While the changes are likely to make the financial sector more liable to be punished for violations, banks in the world's fourteenth-biggest economy have been spared any enforced breakup or interference in the way they choose to lend money.

Recommendation 1.6 adds, "Misconduct by mortgage brokers ACL holders should: • be bound by information-sharing and reporting obligations in respect of mortgage brokers similar to those referred to in recommendations 2.7 and 2.8 for financial advisers; and • take the same steps in response to detecting misconduct of a mortgage broker as those referred to in Recommendation 2.9 for financial advisers". And he specifically noted that engaging in dishonest conduct in relation to a financial product carries a maximum penalty of 10 years in prison under the Corporations Act.

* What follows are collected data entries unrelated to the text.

PR #8276, opened 2018-05-22
Start using stack temporaries instead of allocated data

WalterBright:
Convert interpreter to using stack temporaries.

### DIFF
--- a/src/dmd/dinterpret.d
+++ b/src/dmd/dinterpret.d
@@ -749,7 +749,7 @@ private void ctfeCompile(FuncDeclaration fd)
  * Return result expression if successful, TOK.cantExpression if not,
  * or CTFEExp if function returned void.
  */
-private Expression interpret(FuncDeclaration fd, InterState* istate, Expressions* arguments, Expression thisarg)
+private Expression interpretFunction(FuncDeclaration fd, InterState* istate, Expressions* arguments, Expression thisarg)
 {
     debug (LOG)
     {
@@ -1008,9 +1008,11 @@ public:
     InterState* istate;
     CtfeGoal goal;
     Expression result;
+    UnionExp* pue;              // storage for `result`
 
-    extern (D) this(InterState* istate, CtfeGoal goal)
+    extern (D) this(UnionExp* pue, InterState* istate, CtfeGoal goal)
     {
+        this.pue = pue;
         this.istate = istate;
         this.goal = goal;
     }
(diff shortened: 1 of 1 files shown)


WalterBright:
The purpose of this is to speed up CTFE and reduce its memory consumption. There's a lot more to come, this is just the first step.

src/dmd/dinterpret.d
```diff
@@ -6230,11 +6249,26 @@ public:
     }
 }
 
-private Expression interpret(Expression e, InterState* istate, CtfeGoal goal = ctfeNeedRvalue)
+/********************************************
+ * Interpret the expression.
+ * Returns:
+ *    resulting expression
+ */
+
```
jacob-carlborg: No `Params` section.

src/dmd/dinterpret.d
```diff
@@ -6230,11 +6249,26 @@ public:
...
+Expression interpret(Expression e, InterState* istate, CtfeGoal goal = ctfeNeedRvalue)
+{
+    UnionExp ue = void;
+    auto result = interpret(&ue, e, istate, goal);
+    if (result == ue.exp())
+        result = ue.copy();
+    return result;
+}
+
+Expression interpret(UnionExp* pue, Expression e, InterState* istate, CtfeGoal goal = ctfeNeedRvalue)
```
jacob-carlborg: No documentation.

src/dmd/dinterpret.d
```diff
@@ -6248,11 +6282,20 @@ private Expression interpret(Expression e, InterState* istate, CtfeGoal goal = c
...
+Expression interpret(Statement s, InterState* istate)
+{
+    UnionExp ue = void;
+    auto result = interpret(&ue, s, istate);
+    if (result == ue.exp())
+        result = ue.copy();
+    return result;
+}
+
+Expression interpret(UnionExp* pue, Statement s, InterState* istate)
```
jacob-carlborg: No documentation.

jacob-carlborg (dismissed):

RazvanN7 (approved):

JinShil:
Just for my own education, how were any allocations saved with this PR?  I can only see that output was returned via a pointer parameter instead of returning it through `result`.

WalterBright:
> how were any allocations saved with this PR?

Given `enum e = a + b + c;`, one allocation is saved.

PR #8277, opened 2018-05-22
Fix issue 15589 - extern(C++) virtual destructors are not put in vtbl[]

TurkeyMan:
I'm plumbing in support for virtual destructors in extern(C++) classes.
Can I please get some initial review to know that I'm on the right track, and that the approach is okay?

With this initial bit of code, `__xdtor` is made virtual and placed into the vtable.
Calling `__xdtor` correctly performs a virtual call and destructs derived types (supplied by C++).
Is it also possible to declare the a base-class in D, derive from it in C++, and the virtual destruction will correctly destruct the mixed-language hierarchy. 🎉

I haven't supported overriding yet (for derived types in D). That should be straight-forward.

### DIFF
--- a/src/dmd/clone.d
+++ b/src/dmd/clone.d
@@ -15,6 +15,7 @@ module dmd.clone;
 import core.stdc.stdio;
 import dmd.aggregate;
 import dmd.arraytypes;
+import dmd.dclass;
 import dmd.declaration;
 import dmd.dscope;
 import dmd.dstruct;
@@ -881,6 +882,34 @@ extern (C++) FuncDeclaration buildDtor(AggregateDeclaration ad, Scope* sc)
                 ex = new CallExp(loc, new IdentifierExp(loc, Id.__ArrayDtor), ex);
             }
             e = Expression.combine(ex, e); // combine in reverse order
+        }
+
+        /* extern(C++) destructors call into super to destruct the full hierarchy
+        */
+        ClassDeclaration cldec = ad.isClassDeclaration();
+        if (cldec && cldec.classKind == ClassKind.cpp && cldec.baseClass && cldec.baseClass.dtor)
+        {
+            // WAIT BUT: do I need to run `cldec.baseClass.dtor` semantic? would it have been run before?
+            cldec.baseClass.dtor.functionSemantic();
+
+            stc = mergeFuncAttrs(stc, cldec.baseClass.dtor);
+            if (!(stc & STC.disable))
+            {
+                // super.__xdtor()
+
+                Expression ex = new SuperExp(loc);
+
+                // This is a hack so we can call destructors on const/immutable objects.
+                // Do it as a type 'paint'.
+                ex = new CastExp(loc, ex, cldec.baseClass.type.mutableOf());
+                if (stc & STC.safe)
+                    stc = (stc & ~STC.safe) | STC.trusted;
+
+                ex = new DotVarExp(loc, ex, cldec.baseClass.dtor, false);
+                ex = new CallExp(loc, ex);
+
+                e = Expression.combine(e, ex); // super dtor last
+            }
         }
 
         /* Build our own "destructor" which executes e
--- a/src/dmd/dclass.d
+++ b/src/dmd/dclass.d
@@ -214,6 +214,9 @@ extern (C++) class ClassDeclaration : AggregateDeclaration
     /// true if this is a scope class
     bool stack;
 
+    /// if this is a C++ class, this is the slot reserved for the virtual destructor
+    int cppDtorVtblIndex = -1;
+
     /// to prevent recursive attempts
     private bool inuse;
 
--- a/src/dmd/dsymbolsem.d
+++ b/src/dmd/dsymbolsem.d
@@ -4783,6 +4783,8 @@ private extern(C++) final class DsymbolSemanticVisitor : Visitor
                         // reserve the dtor slot for the destructor (which we'll create later)
                         cldec.cppDtorVtblIndex = cast(int)cldec.vtbl.dim;
                         cldec.vtbl.push(s);
+                        if (Target.cppDeletingDestructor)
+                            cldec.vtbl.push(s); // deleting destructor uses a second slot
                     }
                 }
             }
@@ -4878,6 +4880,13 @@ private extern(C++) final class DsymbolSemanticVisitor : Visitor
             // now we've built the aggregate destructor, we'll make it virtual and assign it to the reserved vtable slot
             cldec.dtor.vtblIndex = cldec.cppDtorVtblIndex;
             cldec.vtbl[cldec.cppDtorVtblIndex] = cldec.dtor;
+
+            if (Target.cppDeletingDestructor)
+            {
+                // TODO: create a C++ compatible deleting destructor (call out to `operator delete`)
+                //       for the mooment, we'll call the non-deleting destructor and leak
+                cldec.vtbl[cldec.cppDtorVtblIndex + 1] = cldec.dtor;
+            }
         }
 
         if (auto f = hasIdentityOpAssign(cldec, sc2))
--- a/src/dmd/dsymbolsem.d
+++ b/src/dmd/dsymbolsem.d
@@ -3735,7 +3735,17 @@ private extern(C++) final class DsymbolSemanticVisitor : Visitor
         if (dd.ident == Id.dtor && dd.semanticRun < PASS.semantic)
             ad.dtors.push(dd);
         if (!dd.type)
-            dd.type = new TypeFunction(null, Type.tvoid, false, LINK.d, dd.storage_class);
+        {
+            Parameters* params = null;
+            if (ad.classKind == ClassKind.cpp && !Target.cppDeletingDestructor)
+            {
+                // Windows doesn't use a deleting destructor, it takes an argument instead!
+                Parameter param = new Parameter(STC.undefined_, Type.tuns32, new Identifier("del"), new IntegerExp(Loc.initial, 0, Type.tuns32));
+                params = new Parameters;
+                (*params).push(param);
+            }
+            dd.type = new TypeFunction(params, Type.tvoid, false, LINK.d, dd.storage_class);
+        }
 
         sc = sc.push();
         sc.stc &= ~STC.static_; // not a static destructor
--- a/src/dmd/dsymbolsem.d
+++ b/src/dmd/dsymbolsem.d
@@ -4767,6 +4767,25 @@ private extern(C++) final class DsymbolSemanticVisitor : Visitor
         {
             auto s = (*cldec.members)[i];
             s.dsymbolSemantic(sc2);
+
+            if (cldec.classKind == ClassKind.cpp)
+            {
+                const DtorDeclaration dtor = s.isDtorDeclaration();
+                if (dtor && cldec.cppDtorVtblIndex == -1)
+                {
+                    if (cldec.baseClass && cldec.baseClass.cppDtorVtblIndex != -1)
+                    {
+                        // override the base virtual
+                        cldec.cppDtorVtblIndex = cldec.baseClass.cppDtorVtblIndex;
+                    }
+                    else if (!dtor.isFinal())
+                    {
+                        // reserve the dtor slot for the destructor (which we'll create later)
+                        cldec.cppDtorVtblIndex = cast(int)cldec.vtbl.dim;
+                        cldec.vtbl.push(s);
+                    }
+                }
+            }
         }
 
         if (!cldec.determineFields())
@@ -4853,6 +4872,13 @@ private extern(C++) final class DsymbolSemanticVisitor : Visitor
         }
 
         cldec.dtor = buildDtor(cldec, sc2);
+
+        if (cldec.classKind == ClassKind.cpp && cldec.cppDtorVtblIndex != -1)
+        {
+            // now we've built the aggregate destructor, we'll make it virtual and assign it to the reserved vtable slot
+            cldec.dtor.vtblIndex = cldec.cppDtorVtblIndex;
+            cldec.vtbl[cldec.cppDtorVtblIndex] = cldec.dtor;
+        }
 
         if (auto f = hasIdentityOpAssign(cldec, sc2))
         {
--- a/src/dmd/target.d
+++ b/src/dmd/target.d
@@ -60,6 +60,7 @@ struct Target
         bool cppExceptions;       /// set if catching C++ exceptions is supported
         char int64Mangle;         /// mangling character for C++ int64_t
         char uint64Mangle;        /// mangling character for C++ uint64_t
+        bool cppDeletingDestructor; /// target C++ ABI uses deleting destructor
     }
 
     /**
@@ -115,6 +116,9 @@ struct Target
         ptrsize = 4;
         classinfosize = 0x4C; // 76
 
+        // all systems but windows use deleting destructors
+        cppDeletingDestructor = true;
+
         /* gcc uses int.max for 32 bit compilations, and long.max for 64 bit ones.
          * Set to int.max for both, because the rest of the compiler cannot handle
          * 2^64-1 without some pervasive rework. The trouble is that much of the
@@ -148,6 +152,7 @@ struct Target
             realpad = 0;
             realalignsize = 2;
             reverseCppOverloads = true;
+            cppDeletingDestructor = false;
             c_longsize = 4;
             if (ptrsize == 4)
             {
--- a/test/runnable/cppa.d
+++ b/test/runnable/cppa.d
@@ -1265,6 +1265,49 @@ void test16536()
 }
 
 /****************************************/
+// 15589 - extern(C++) virtual destructors are not put in vtbl[]
+
+extern(C++)
+{
+    class A15589
+    {
+        extern(D) static int[] dtorSeq;
+        struct S
+        {
+            this(int x) { this.x = x; }
+            ~this() { dtorSeq ~= x; }
+            int x;
+        }
+        int foo() { return 100; } // shift dtor to slot 1
+        ~this() { dtorSeq ~= 10; }
+        S s1 = S(1);
+        S s2 = S(2);
+    }
+    class B15589 : A15589
+    {
+        int bar() { return 200;} // add an additional function AFTER the dtor at slot 2
+        ~this() { dtorSeq ~= 20; }
+        S s3 = S(3);
+    }
+
+    void test15589b(A15589 p);
+}
+
+void test15589()
+{
+    A15589 c = new B15589;
+    assert(A15589.dtorSeq == null);
+    assert(c.foo() == 100);
+    assert((cast(B15589)c).bar() == 200);
+    c.__xdtor(); // virtual dtor call
+    assert(A15589.dtorSeq[] == [ 20, 3, 10, 2, 1 ]); // destroyed full hierarchy!
+
+    A15589.dtorSeq = null;
+    test15589b(c);
+    assert(A15589.dtorSeq[] == [ 20, 3, 10, 2, 1 ]); // destroyed full hierarchy!
+}
+
+/****************************************/
 
 void main()
 {
@@ -1308,6 +1351,7 @@ void main()
     test15372();
     test15802();
     test16536();
+    test15589();
 
     printf("Success\n");
 }
--- a/src/dmd/aggregate.h
+++ b/src/dmd/aggregate.h
@@ -285,6 +285,7 @@ public:
     TypeInfoClassDeclaration *vclassinfo;       // the ClassInfo object for this ClassDeclaration
     bool com;                           // true if this is a COM class (meaning it derives from IUnknown)
     bool stack;                         // true if this is a scope class
+    int cppDtorVtblIndex;               // slot reserved for the virtual destructor [extern(C++)]
     bool inuse;                         // to prevent recursive attempts
     bool isActuallyAnonymous;           // true if this class has an identifier, but was originally declared anonymous
                                         // used in support of https://issues.dlang.org/show_bug.cgi?id=17371
--- a/src/dmd/cppmanglewin.d
+++ b/src/dmd/cppmanglewin.d
@@ -603,7 +603,7 @@ private:
             // <flags> ::= Y <calling convention flag>
             buf.writeByte('Y');
         }
-        const(char)* args = mangleFunctionType(cast(TypeFunction)d.type, d.needThis(), d.isCtorDeclaration() || d.isDtorDeclaration());
+        const(char)* args = mangleFunctionType(cast(TypeFunction)d.type, d.needThis(), d.isCtorDeclaration() || d.isDtorDeclaration(), d.isDtorDeclaration() !is null);
         buf.writestring(args);
     }
 
@@ -1144,7 +1144,7 @@ private:
         cur.accept(this);
     }
 
-    const(char)* mangleFunctionType(TypeFunction type, bool needthis = false, bool noreturn = false)
+    const(char)* mangleFunctionType(TypeFunction type, bool needthis = false, bool noreturn = false, bool noargs = false)
     {
         scope VisualCPPMangler tmp = new VisualCPPMangler(this);
         // Calling convention
@@ -1204,7 +1204,7 @@ private:
             rettype.accept(tmp);
             tmp.flags &= ~MANGLE_RETURN_TYPE;
         }
-        if (!type.parameters || !type.parameters.dim)
+        if (!type.parameters || !type.parameters.dim || noargs)
         {
             if (type.varargs == 1)
                 tmp.buf.writeByte('Z');
--- a/src/dmd/func.d
+++ b/src/dmd/func.d
@@ -3372,8 +3372,9 @@ extern (C++) final class DtorDeclaration : FuncDeclaration
 
     override bool isVirtual() const
     {
-        // false so that dtor's don't get put into the vtbl[]
-        return false;
+        // D dtor's don't get put into the vtbl[]
+        // this is a hack so that extern(C++) destructors report as virtual, which are manually added to the vtable
+        return vtblIndex != -1;
     }
 
     override bool addPreInvariant()
--- a/src/dmd/target.h
+++ b/src/dmd/target.h
@@ -45,6 +45,7 @@ struct Target
     static bool cppExceptions;          // set if catching C++ exceptions is supported
     static char int64Mangle;            // mangling character for C++ int64_t
     static char uint64Mangle;           // mangling character for C++ uint64_t
+    static bool cppDeletingDestructor;  // target C++ ABI uses deleting destructor
 
     template <typename T>
     struct FPTypeProperties
--- a/test/runnable/extra-files/cppb.cpp
+++ b/test/runnable/extra-files/cppb.cpp
@@ -519,7 +519,7 @@ void test14200b(float a, int b, double c) {};
 
 namespace std {
     namespace N14956 {
-	struct S14956 { };
+    struct S14956 { };
     }
 }
 
@@ -762,7 +762,7 @@ int foo15372(int value)
 
 void test15372b()
 {
-	int t = foo15372<int>(1);
+    int t = foo15372<int>(1);
 }
 
 /****************************************/
@@ -793,7 +793,7 @@ public:
 
 void test15802b()
 {
-	int t = Foo15802<int>::boo(1);
+    int t = Foo15802<int>::boo(1);
 }
 
 
@@ -806,3 +806,34 @@ uint64_t pass16536(uint64_t a)
     return a;
 }
 #endif
+
+/****************************************/
+// 15589 - extern(C++) virtual destructors are not put in vtbl[]
+
+class A15589
+{
+public:
+    struct S
+    {
+    public:
+        int x;
+    };
+    virtual int foo();
+    virtual ~A15589();
+    S s1;
+    S s2;
+};
+class B15589 : public A15589
+{
+public:
+    virtual int bar();
+    virtual ~B15589();
+    S s3;
+};
+
+void test15589b(A15589 *p)
+{
+    assert(p->foo() == 100);
+    assert(((B15589*)p)->bar() == 200);
+    p->~A15589();
+}


src/dmd/dclass.d
```diff
@@ -233,6 +233,9 @@ extern (C++) class ClassDeclaration : AggregateDeclaration
     /// specifies whether this is a D, C++, Objective-C or anonymous class/interface
     ClassKind classKind;
 
+    /// if this is a C++ class, this is the slot reserved for the virtual destructor
+    int cppDtorVtblIndex = -1;
```
JinShil: I'm not sure about the approach in this PR, as I'm not all that familiar with the way vtables are built in D.  However, we nee to maintain both a C++ and D interface to DMD (unless I'm mistaken both LDC and GDC use the C++ interface).  If you're adding a field to `ClassDelcaration`, I think you'll also need to update the same class in `aggregate.h` to keep the C++ interface compatible.  cc @ibuclaw and @kinke.

src/dmd/dsymbolsem.d
```diff
@@ -4851,6 +4863,13 @@ private extern(C++) final class DsymbolSemanticVisitor : Visitor
 
         cldec.dtor = buildDtor(cldec, sc2);
 
+        if (cldec.classKind == ClassKind.cpp && cldec.cppDtorVtblIndex != -1)
+        {
+            // now we've built the aggregate destructor, we'll make it virtual and assign it to the reserved vtable slot
+            cldec.dtor.vtblIndex = cldec.cppDtorVtblIndex;
```
jacob-carlborg: Why is `cppDtorVtblIndex` needed, why can't `cldec.dtor.vtblIndex` be used directly?

TurkeyMan:
I need to hold space for the v-destructor at the offset where I encounter __dtor for __xdtor which is generated much later... because __dtor is not the destructor.
It will also make more sense when I support inherentance to identify if the base has virtual dtor already.

I'm sure it's possible to write the code without it, but I think it will simplify the logic immensely when it's all done. I'll revise the value of it later?

src/dmd/dsymbolsem.d
TurkeyMan: I mean, you can see on this line that `cldec.dtor.vtblIndex` is being assigned :)
That function was only created on the line above, but its virtual slot was reserved way back when processing members...

jacob-carlborg:
Is this testable?

kinke:
Assuming we don't call that 2nd destructor from D, you may get away with a weak reference to the external C++ symbol, just to have the vtable on the D side complete in case that dtor is provided by C++ when linking, and otherwise resulting in a segfault if called by C++.

TurkeyMan:
"the external symbol", there's no reason to believe the external symbol exists though... of the derived class is in D, and C++ tries to destruct, then it shouldn't crash.

TurkeyMan:
I'm pretty sure the deleting destructor is all about `operator delete`. It is so that a derived class can override `operator delete`, and then the deleting destructor will call the correct delete, rather than the global one.
It's a shame that they conflated the deletion of memory into the destructor.

What I think is safe to say though, is that we won't support `operator delete` (at least, not eagerly), and that no such mischief should appear in our extern(C++) hierarchies. Only the default deleting destructor, which presumably calls global operator delete... which we definitely can extern to.

kinke:
> I'm pretty sure the deleting destructor is all about operator delete as class members. It is so that a derived class can override operator delete, and then the deleting destructor will call the correct delete, rather than the global one.

Apparently so: https://eli.thegreenplace.net/2015/c-deleting-destructors-and-virtual-operator-delete/

As custom [class (de)allocators](https://dlang.org/deprecate.html#Class%20allocators%20and%20deallocators) are deprecated in D, a custom C++ delete operator cannot be modeled in D anymore (I don't think that's an issue though, and the signature wouldn't match either). So calling the global delete operator in the deleting dtor (for C++ `delete obj` statements) seems reasonable. C++-deleting is undefined if the object hasn't been allocated via C++ `new` as well (see point 1 in http://en.cppreference.com/w/cpp/memory/new/operator_delete), so one needs to be careful anyway.

src/dmd/dclass.d
TurkeyMan: updated it.

src/dmd/dsymbolsem.d
```diff
@@ -4764,6 +4764,29 @@ private extern(C++) final class DsymbolSemanticVisitor : Visitor
         {
             auto s = (*cldec.members)[i];
             s.dsymbolSemantic(sc2);
+
+            if (cldec.classKind == ClassKind.cpp)
+            {
+                DtorDeclaration dtor = s.isDtorDeclaration();
```
jacob-carlborg: Can this variable be `const`?

TurkeyMan: probably... is this another case where i'm expected to write code differently than all the surrounding code, and I'm just meant to know that? :P

wilzbach:
> So, at this point, the code successfully destructs a full hierarchy from a base class, including when the hierarchy is mixed languages!

Test or it didn't happen! 😉

TurkeyMan:
Maybe the order isn't quite right, but it's all there!

src/dmd/clone.d
```diff
@@ -875,6 +876,34 @@ extern (C++) FuncDeclaration buildDtor(AggregateDeclaration ad, Scope* sc)
             e = Expression.combine(ex, e); // combine in reverse order
         }
 
+        /* extern(C++) destructors call into super to destruct the full hierarchy
+        */
+        ClassDeclaration cldec = ad.isClassDeclaration();
+        if (cldec && cldec.classKind == ClassKind.cpp && cldec.baseClass && cldec.baseClass.dtor)
+        {
+            // WAIT BUT: do I need to run `cldec.baseClass.dtor` semantic? would it have been run before?
+            cldec.baseClass.dtor.functionSemantic();
```
TurkeyMan: This line.... do I need it?
When I step in there, it looks like it's always done it before.

src/dmd/dsymbolsem.d
jacob-carlborg: Yes :smiley:.

test/runnable/cppa.d
```diff
@@ -1264,6 +1264,34 @@ void test16536()
     version(OSX) assert(pass16536(123) == 123);
 }
 
+/****************************************/
+// 15589 - extern(C++) virtual destructors are not put in vtbl[]
+
+extern(C++) {
```
jacob-carlborg: Curly braces on their own lines.

TurkeyMan: Like the test immediately above... ;)

jacob-carlborg: Yes, like the rest of the file :smiley:.

TurkeyMan: Except the one immediately above, which i used as reference..

jacob-carlborg: Ah, you mean the test for 15802? Half of that is using the correct style, the other half is not. Then there's the test for 16536 in between, as far as I can see.

src/dmd/dsymbolsem.d
```diff
@@ -4851,6 +4874,92 @@ private extern(C++) final class DsymbolSemanticVisitor : Visitor
...
+//                    if (!cpp_delete)
+//                    {
+//                        auto parameters = new Parameters();
+//                        parameters.push(new Parameter(0, Type.tvoidptr, Id.p, null));
+//                        auto tf = new TypeFunction(parameters, Type.tvoid, 0, LINK.cpp);
+//                        cpp_delete = new FuncDeclaration(Loc.initial, Loc.initial, Id.__cpp_operator_delete, STC.static_ | STC.extern_ | STC.nothrow_ | STC.trusted | STC.nogc, tf);
+//
+////                        cldec.dtors.push(deldtor);
+////                        cldec.members.push(deldtor);
+//                        cpp_delete.dsymbolSemantic(sc2);
```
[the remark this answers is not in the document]
jacob-carlborg: As far as I know there is no global scope as you're describing it.

Not sure if there's a better way but you can either find the `object` module in the array of modules [1]. Or you can store the `object` module in a new variable when that is first seen by the compiler, similar to ho `ClassDeclaration` is doing with some classes in the `object` module [2].

[1] https://github.com/dlang/dmd/blob/b67227300b1e90f6e348e65f2a5f5cb0cb2e4464/src/dmd/dmodule.d#L289

[2] https://github.com/dlang/dmd/blob/b67227300b1e90f6e348e65f2a5f5cb0cb2e4464/src/dmd/dclass.d#L397-L427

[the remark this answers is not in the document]
TurkeyMan: Is `object` available in betterc?
I feel like this stuff shouldn't depend on the D runtime at all.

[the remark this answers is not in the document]
JinShil: > Is object available in betterc?

Not it isn't.  object.d is imported in -betterC, but the druntime is never linked, so things like templates work, but any runtime implementation will not.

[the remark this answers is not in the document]
jacob-carlborg: Perhaps I'm completely wrong here but can you generate one function per module, put it in a COMDAT section and the linker will just pick one [1]? Perhaps you can even use what's mention in the reply of [1]: "make sure all dups. have the same content".

[1] https://stackoverflow.com/questions/1834597/what-is-the-comdat-section-used-for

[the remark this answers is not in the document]
TurkeyMan: I'm not generating any function, only an extern declaration to the C++ function.
It's also a global function (in C++ terms), it feels really weird to emit one symbol per module. Module's are already cluttered, and I do stuff like __traits(allMembers) on modules all the time. I don't wanna start seeing `operator delete` appearing in there.

src/dmd/dsymbolsem.d
```diff
@@ -4851,6 +4874,92 @@ private extern(C++) final class DsymbolSemanticVisitor : Visitor
...
+                    deldtor.generated = true;
+                    deldtor.storage_class |= STC.inference;
+                    deldtor.fbody = new ExpStatement(dtloc, dtor_exp);
+//                    deldtor.fbody = new ExpStatement(dtloc, Expression.combine(dtor_exp, delete_exp));
+                }
+
+                // add it to the class and run semantic
+                cldec.dtors.push(deldtor);
+                cldec.members.push(deldtor);
+                deldtor.dsymbolSemantic(sc2);
```
TurkeyMan: Just FYI, someone might have more better idea here...  
`dsymbolSemantic` goes all wrong if I give it any hint that this function is virtual/override when it runs. It can't deal with reserved vtable slots like this here. The simplest solution seemed to fix up the relevant state (immediately below) after the function processes as if a normal non-virtual method. I didn't want to mess with the chaos in `dsymbolSemantic` to try and teach it about reserved vtable slots. And that would also add extra state to node structures too... so this hack(-ish) just below... looks okay?

src/dmd/dsymbolsem.d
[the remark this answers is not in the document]
jacob-carlborg: This code specifies which C function to call for an Objective-C method call, most likely `objc_msgSend` [1]. Te point here is that `objc_msgSend` is never declared. But this is at a later stage in the compilation process.

https://github.com/dlang/dmd/blob/master/src/dmd/e2ir.d#L339-L342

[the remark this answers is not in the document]
TurkeyMan: @JinShil it just feels like literally the only place that system level stuff like this belongs... like, this is related to implementation of classes.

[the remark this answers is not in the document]
jacob-carlborg: What about using this function [1], can that work?

[1] https://github.com/dlang/dmd/blob/master/src/dmd/func.d#L2295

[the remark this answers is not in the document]
jacob-carlborg: @TurkeyMan found an example, at a higher level, where it calls `__cxa_end_catch` [1].

[1] https://github.com/dlang/dmd/blob/master/src/dmd/s2ir.d#L1176-L1191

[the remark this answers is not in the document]
jacob-carlborg: I made a quick test, I replaced this line [1] with:

```d
cldec.dtor = FuncDeclaration.genCfunc(null, Type.tvoid, "__cxa_end_catch");
```

The compiler doesn't complain about missing symbols and if I provide a C function with that name it correctly calls it when the destructor of the class is run.

[1] https://github.com/dlang/dmd/blob/master/src/dmd/dsymbolsem.d#L4852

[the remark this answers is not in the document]
kinke: As Jacob pointed out, static `FuncDeclaration.genCfunc()` is used for similar C function declarations, so adding a similar `genCppFunc()` (or passing the desired function linkage as optional `genCfunc` parameter) should do.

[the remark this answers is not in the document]
TurkeyMan: Ah, I had no idea that existed. Easy! Thanks!

"and if I provide a C function with that name" <-- and if you *don't* provide a C function with that name? Weak stub,  or link error? I don't really want a link error when someone makes an extern(C++) class and _doesn't_ link to C++.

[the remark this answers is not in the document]
jacob-carlborg: Currently it will generate a link error. What do you want the behavior to be? Can it not be generated only when necessary?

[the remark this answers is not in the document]
kinke: Indeed. A weak stub seems necessary and sadly can't live in druntime if `-betterC` is to be supported. But you may opt to postpone that problem, it doesn't say `-betterCpp` after all. ;)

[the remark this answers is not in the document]
TurkeyMan: I'm feeling like I might make the deleting destructor leak, and I'll follow up in another PR...
That puts us in an infinitely better position than we're already in.

This PR is getting overwhelmed by detail relating to calling `operator delete`, which won't be used 99.99% of the time.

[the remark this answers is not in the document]
jacob-carlborg: Smaller PRs are better so I'm all for that.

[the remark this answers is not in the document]
TurkeyMan: kk, i'll strip this noise out.

TurkeyMan:
Okay, I removed the deleting destructor complexity.
Code populated dtor slots, virtual destruction works.
This patch can be reviewed/merged I think.

TurkeyMan:
So, how's this one? Is it good?

jacob-carlborg:
I don’t feel l'm that familiar with C++ to review this.

src/dmd/target.d
```diff
@@ -60,6 +60,7 @@ struct Target
         bool cppExceptions;       /// set if catching C++ exceptions is supported
         char int64Mangle;         /// mangling character for C++ int64_t
         char uint64Mangle;        /// mangling character for C++ uint64_t
+        bool deletingDestructor;  /// target ABI uses deleting destructor
```
klickverbot: This should mention C++, probably even in the member name.

TurkeyMan: Haha, I just remembered why I didn't call it `cppDeletingDestructor` (which was the original name), it's because adding 3 characters caused the commend to move to the right... and then there was the terrible tension; do I move ALL the comments to the right to maintain the line-up, or do I let my comment be the only one out of line? ;)

TurkeyMan: I opted for the conservative resolution of; use a shorter variable name...

TurkeyMan:
So is there any more I need to do on this one? I think it's good for the now.
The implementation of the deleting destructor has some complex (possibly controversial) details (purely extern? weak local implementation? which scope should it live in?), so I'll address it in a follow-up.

Commonwealth Bank of Australia, the nation's largest lender whose many scandals helped give impetus to the inquiry, jumped 4.7 percent, it's biggest one-day gain in nearly nine years.

APRA and the Australian Securities and Investments Commission have been criticised for not disciplining businesses.

Now the government has not adopted the report's proposal to ban commissions for upfront commissions for brokers, however, Labor has indicated it supports the Hayne reforms.

Prime Minister Scott Morrison on Tuesday stopped short of calling for Mr Thorburn and Mr Henry to resign but said they should consider their futures at the bank after Mr Hayne called out their hubris and failure to show they knew what the right thing to do was. Thorburn has stood fast, saying that Hayne's comments don't reflect who he is or how he's leading the bank.

The report from Hayne, a former High Court justice, found that the industry's problems were exacerbated by an unwillingness to accept responsibility. "Major Banks breathe a sigh of relief", suggests Citi.